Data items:
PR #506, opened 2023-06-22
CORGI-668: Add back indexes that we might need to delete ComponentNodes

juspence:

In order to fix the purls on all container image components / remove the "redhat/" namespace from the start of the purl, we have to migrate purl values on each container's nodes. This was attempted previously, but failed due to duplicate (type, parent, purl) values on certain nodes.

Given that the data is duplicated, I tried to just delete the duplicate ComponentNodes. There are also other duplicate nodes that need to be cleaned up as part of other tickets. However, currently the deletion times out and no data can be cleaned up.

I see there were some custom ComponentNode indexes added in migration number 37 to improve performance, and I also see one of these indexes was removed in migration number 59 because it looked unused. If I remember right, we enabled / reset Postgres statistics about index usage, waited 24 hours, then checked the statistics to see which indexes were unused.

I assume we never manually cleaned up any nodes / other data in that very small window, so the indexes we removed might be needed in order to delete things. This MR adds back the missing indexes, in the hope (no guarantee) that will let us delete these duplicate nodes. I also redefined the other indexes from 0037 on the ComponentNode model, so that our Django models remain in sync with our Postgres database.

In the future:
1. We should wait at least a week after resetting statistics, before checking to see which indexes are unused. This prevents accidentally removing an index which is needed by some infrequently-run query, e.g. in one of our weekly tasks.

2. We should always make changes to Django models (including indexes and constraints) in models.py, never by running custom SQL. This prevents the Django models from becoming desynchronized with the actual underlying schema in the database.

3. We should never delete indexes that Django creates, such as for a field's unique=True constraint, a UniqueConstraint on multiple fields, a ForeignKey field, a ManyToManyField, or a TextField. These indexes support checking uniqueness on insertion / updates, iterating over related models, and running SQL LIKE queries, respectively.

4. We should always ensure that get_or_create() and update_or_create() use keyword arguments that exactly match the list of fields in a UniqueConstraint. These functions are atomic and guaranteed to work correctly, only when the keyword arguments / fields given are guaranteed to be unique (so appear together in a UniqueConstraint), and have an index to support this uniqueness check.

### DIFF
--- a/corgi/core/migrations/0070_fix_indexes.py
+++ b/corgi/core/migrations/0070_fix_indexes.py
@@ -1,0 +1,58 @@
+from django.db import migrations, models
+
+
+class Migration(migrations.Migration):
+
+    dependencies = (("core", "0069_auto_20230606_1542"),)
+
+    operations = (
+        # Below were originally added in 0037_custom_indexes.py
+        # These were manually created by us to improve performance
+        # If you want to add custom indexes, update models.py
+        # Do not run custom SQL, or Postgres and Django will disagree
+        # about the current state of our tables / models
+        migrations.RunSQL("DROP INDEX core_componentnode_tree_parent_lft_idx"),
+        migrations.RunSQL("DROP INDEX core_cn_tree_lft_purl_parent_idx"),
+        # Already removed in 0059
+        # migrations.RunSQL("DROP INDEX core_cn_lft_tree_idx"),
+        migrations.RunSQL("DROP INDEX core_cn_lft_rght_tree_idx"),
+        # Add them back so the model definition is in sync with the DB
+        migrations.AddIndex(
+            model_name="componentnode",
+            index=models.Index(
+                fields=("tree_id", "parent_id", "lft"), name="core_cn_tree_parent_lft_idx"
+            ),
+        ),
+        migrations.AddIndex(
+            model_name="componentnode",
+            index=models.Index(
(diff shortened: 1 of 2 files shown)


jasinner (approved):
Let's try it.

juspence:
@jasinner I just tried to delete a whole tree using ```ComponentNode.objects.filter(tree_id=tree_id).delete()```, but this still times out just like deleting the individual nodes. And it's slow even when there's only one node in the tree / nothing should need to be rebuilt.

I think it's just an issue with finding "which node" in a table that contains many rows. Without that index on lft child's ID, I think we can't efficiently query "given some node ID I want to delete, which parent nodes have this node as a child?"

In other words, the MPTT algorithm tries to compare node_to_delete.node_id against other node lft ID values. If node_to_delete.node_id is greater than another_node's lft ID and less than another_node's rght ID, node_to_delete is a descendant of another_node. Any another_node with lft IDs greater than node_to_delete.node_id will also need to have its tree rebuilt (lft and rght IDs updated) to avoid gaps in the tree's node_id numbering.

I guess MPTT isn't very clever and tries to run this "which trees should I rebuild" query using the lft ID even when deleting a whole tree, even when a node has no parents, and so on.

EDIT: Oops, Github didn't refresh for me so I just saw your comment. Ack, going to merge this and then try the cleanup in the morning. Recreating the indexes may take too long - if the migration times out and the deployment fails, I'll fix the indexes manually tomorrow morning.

About this exercise:
What lines above contain "want"? Copy them out.

Expected output:
+        # If you want to add custom indexes, update models.py
I think it's just an issue with finding "which node" in a table that contains many rows. Without that index on lft child's ID, I think we can't efficiently query "given some node ID I want to delete, which parent nodes have this node as a child?"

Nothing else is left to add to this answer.